§ Work instruction:
Show the lines below that contain the string "None".

__________

PR #169, opened 2026-05-08
security: reject symlinks that escape the scan root in directory scans

harishsg999:
Both BehavioralCodeAnalyzer and VirusTotalAnalyzer walked a user-supplied directory with Path.rglob and then opened or hashed each match. rglob matches symlinked files and the subsequent open()/read_bytes() follows them, so a symlink inside the scan root pointing at a sensitive file outside the root caused the external file to be ingested by the analyzer (and, with VT uploads enabled, exfiltrated to a third-party service).

Fix:
- New mcpscanner/utils/path_safety.py with safe_resolve_root / is_within_root / filter_safe_paths helpers. Each candidate is canonicalised and compared against a one-shot resolved root; anything escaping the root is dropped and logged at WARNING (the resolved escape target is only emitted at DEBUG to avoid mirroring sensitive paths into shared logs).
- Behavioral analyzer _find_source_files / _find_python_files route through filter_safe_paths.
- VirusTotal analyzer _discover_files routes through filter_safe_paths before any hashing happens.
- Intra-root symlinks are still allowed (e.g. node_modules/.bin) so scan coverage of legitimate trees is unchanged.

Adds tests/test_path_safety_symlink_traversal.py covering: helper behaviour, both analyzer discovery paths, intra-root symlinks, broken symlinks, escaping directory symlinks, and symlink cycles. All 15 new tests pass; full suite remains green (682 passed, 7 skipped).

### DIFF
--- a/mcpscanner/core/analyzers/behavioral/code_analyzer.py
+++ b/mcpscanner/core/analyzers/behavioral/code_analyzer.py
@@ -33,6 +33,7 @@ from typing import Any, Dict, List, Optional, Union
 from ....config.config import Config
 from ....config.constants import MCPScannerConstants
 from ....threats.threats import ThreatMapping
+from ....utils.path_safety import filter_safe_paths, safe_resolve_root
 from ...static_analysis.context_extractor import ContextExtractor
 from ...static_analysis.native_analyzer import NativeAnalyzer
 from ...static_analysis.interprocedural.call_graph_analyzer import CallGraphAnalyzer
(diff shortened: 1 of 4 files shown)


ablox-chetan (approved):
Security review complete. I focused on the symlink escape path in directory scans, especially whether candidates are filtered before behavioral reads and VirusTotal magic/hash/upload work.

No blocking security issues found. The new helper resolves candidates against a canonical scan root, the analyzer integrations apply it before content reads, and the targeted regression suite passed locally: `uv run pytest tests/test_path_safety_symlink_traversal.py -q` -> 15 passed.

One non-blocking cleanup: in `_discover_files`, the comment says `is_file(follow_symlinks=False)`, but the code calls default-following `is_file()`. The current behavior still rejects escaping symlink targets before content is read and preserves intra-root symlinks, but the comment should be aligned with the actual behavior in this PR or a follow-up.

PR #172, opened 2026-05-18
fix(scanner):  scan_remote_server_resources/prompts fails with "Session terminated" against tools-only MCP servers 

harishsg999:
Servers that don't implement resources/list or prompts/list often reply with a plain HTTP 404 instead of the spec-compliant JSON-RPC -32601 ("Method not found"). The MCP Python SDK
(mcp/client/streamable_http.py) relabels that 404 as a synthetic JSON-RPC error with code 32600 and message "Session terminated", which ClientSession.send_request then raises as McpError.

mcp-scanner's _is_missing_capability_error only recognized -32601 and a handful of message tokens, so all four scan entrypoints (scan_remote_server_resources / _resource / _prompts / _prompt) bubbled this as a 500-style error for very common real-world servers (BigQuery at https://bigquery.googleapis.com/mcp, several Google / Cloudflare / GitHub MCP endpoints). The asymmetric symptom: tools scans succeed, resource/prompt scans fail with the same auth + session.

Two layered fixes, both in mcpscanner/core/scanner.py:

1. _is_missing_capability_error: also treat code == 32600 + "session terminated" (case-insensitive) as a missing-capability signal. The match is intentionally narrow — code AND message — so real mid-session terminations (which can carry 32600 with other messages) still bubble.

2. _server_supports_capability(session, name): read session._init_result.capabilities (already stashed by _get_mcp_session at session.initialize() time) and short-circuit the four scan entrypoints BEFORE the network call when the server didn't advertise the capability. List scans return []; single-item scans raise ValueError so callers can map to 4xx. Robust to any future server quirk that hides the unsupported-method signal in a different way.

Tests (tests/test_scanner.py, +10 cases):
  TestIsMissingCapabilityError
    - spec -32601, synthetic 32600+"Session terminated", case-insensitive
    - critically: 32600 with a different message must NOT match (no silent swallowing of real session-management failures)
    - existing token paths still recognized TestServerSupportsCapability
    - None when session has no _init_result / no .capabilities
    - False when capability was explicitly omitted
    - True for an empty-but-non-None ServerCapabilities sub-model Integration tests for all four scan entrypoints
    - capability gate short-circuits list_resources/list_prompts (asserted via assert_not_called())
    - synthetic Session-terminated at the network layer also handled cleanly (returns [], close session)

### DIFF
--- a/mcpscanner/core/scanner.py
+++ b/mcpscanner/core/scanner.py
@@ -251,7 +251,23 @@ class Scanner:
 
     @staticmethod
     def _is_missing_capability_error(error: Exception) -> bool:
-        """Return True when the server reports a capability is unavailable."""
+        """Return True when the server reports a capability is unavailable.
+
+        Covers three real-world shapes of "this method isn't implemented":
+
+        1. Spec-compliant JSON-RPC ``-32601`` ("Method not found").
+        2. Free-form message tokens (some servers return ``-32603`` with a
+           ``"unsupported"``-style message).
+        3. The MCP Python SDK's synthetic ``32600`` + ``"Session terminated"``
+           that ``mcp/client/streamable_http.py`` emits when the server
+           replies to a JSON-RPC POST with a plain HTTP 404. Many real-world
+           MCP servers (BigQuery, several Google APIs, some Cloudflare/GitHub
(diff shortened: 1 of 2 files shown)


sanket-mendapara (approved):
lgtm. @sisambam can you also review it once?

__________

§ Reply to the exercise:
    - None when session has no _init_result / no .capabilities
    - True for an empty-but-non-None ServerCapabilities sub-model Integration tests for all four scan entrypoints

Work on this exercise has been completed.